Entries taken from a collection

PR #1597, opened 2022-02-12
Update API documentation for Window.prompt().

SilverfishVR:
[Documentation](https://apidocs.vircadia.dev/Window.html#.prompt) for ```Window.prompt()``` states that if the user click "Cancel" it will return ```""```
It does, in fact return ```null```, I don't know if that is intentional but arguments could be made for both.

This just updates the documentation and the example .


digisomni (approved):
Just tested it and that indeed seems to be the case, thanks!

PR #1605, opened 2022-02-21
Printing hifi-scribe logs to diagnose a particular GHA issue.

namark:


namark:
Well that was stupid, the logs are available on any build as artifacts...

PR #1611, opened 2022-02-23
Bootstrapping a specific version of VCPKG,

namark:
due to problems with building nvidia texture tools on windows.


vircadia-build-notifier:
 - https://athena-public.s3.eu-west-3.amazonaws.com/builds/PR/vircadia_vircadia/PR1611/Vircadia-Interface-PR1611-e074c27-_1178f0dc.dmg

PR #1595, opened 2022-02-10
Disabled "Visit in VR" button in Domain server web panel.

namark:

Issue #1591, opened 2022-02-03
Vircadia Domain Server "Visit in VR" button uses hifi.place with an internal server error.


IceTheCoyote:
A PR may be needed to fix this issue. But when using the domain-server's web panel you see a button that should let you visit your world in VR but it uses hifi.place which might of not been carried over. I actually showed this in the today's developers meeting.

digisomni:
A possible alternative might be to have this button go to the web interface when we have v1.0 of that live. :)

vijay-prema:
This is mentioned in https://docs.vircadia.com/host/invite-users.html?highlight=link#invite-your-friends
But yeah it doesnt work.  I was hoping to have a some kind of "meeting link" that new people can use to join me

digisomni:
@namark can we just hide the button for now?

namark:
@digisomni I didn't test, but pretty sure this should do it https://github.com/vircadia/vircadia/pull/1595

PR #1627, opened 2022-03-28
Removed 'Visit in VR' button from server admin GUI

Colorfingers:
This link is an artifact of the old Hifi and is broke... removing from admin GUI to reduce confusion.

### DIFF
--- a/domain-server/resources/web/header.html
+++ b/domain-server/resources/web/header.html
@@ -53,10 +53,6 @@
             </li>
           </ul>
           <ul class="nav navbar-right navbar-nav">
-            <a id="visit-domain-link" class="btn btn-default navbar-btn" role="button" target="_blank" style="display: none;">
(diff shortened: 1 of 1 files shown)


namark:
hmmm, It should be permanently hidden in the latest release with this change https://github.com/vircadia/vircadia/pull/1595

Are you sure it's still there?

Colorfingers:
> hmmm, It should be permanently hidden in the latest release with this change #1595
> 
> Are you sure it's still there?

Why permanently hide it... what function does it provide that needs to be retained?  just curious. A user asked why it was there and Madders suggested we remove it.  I was just being proactive.  I should have done a search... we can delete this pull request if it needs to be retained.

namark:
We want to eventually re-enable it, linking to web interface once that's ready, that's why I kept it. Here is the initial discussion https://github.com/vircadia/vircadia/issues/1591

Colorfingers:
Duplicate effort... Button is being hidden later for reuse.

PR #1678, opened 2022-07-13
Enable vcpkg bootstrapping by default.

namark:
Bullet3 and Opus libraries were failing to build, so I had to update them from the latest vcpkg ports and that's what most of the additions are in this PR. Otherwise I added one small patch to bullet3 to enable profiling, and implemented workarounds for arm64 Linux as described in https://github.com/microsoft/vcpkg/issues/3647


julien-me (approved):
Builds without issues.

Looks good to me.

- _WHAT YOU ARE ASKED TO DO_
Your output should consist only of the lines from the one containing "(diff shortened: 1 of 1 files shown)" to the end of the records above, each retyped exactly.

- _OUTPUT BELOW_
(diff shortened: 1 of 1 files shown)


namark:
hmmm, It should be permanently hidden in the latest release with this change https://github.com/vircadia/vircadia/pull/1595

Are you sure it's still there?

Colorfingers:
> hmmm, It should be permanently hidden in the latest release with this change #1595
> 
> Are you sure it's still there?

Why permanently hide it... what function does it provide that needs to be retained?  just curious. A user asked why it was there and Madders suggested we remove it.  I was just being proactive.  I should have done a search... we can delete this pull request if it needs to be retained.

namark:
We want to eventually re-enable it, linking to web interface once that's ready, that's why I kept it. Here is the initial discussion https://github.com/vircadia/vircadia/issues/1591

Colorfingers:
Duplicate effort... Button is being hidden later for reuse.

PR #1678, opened 2022-07-13
Enable vcpkg bootstrapping by default.

namark:
Bullet3 and Opus libraries were failing to build, so I had to update them from the latest vcpkg ports and that's what most of the additions are in this PR. Otherwise I added one small patch to bullet3 to enable profiling, and implemented workarounds for arm64 Linux as described in https://github.com/microsoft/vcpkg/issues/3647


julien-me (approved):
Builds without issues.

Looks good to me.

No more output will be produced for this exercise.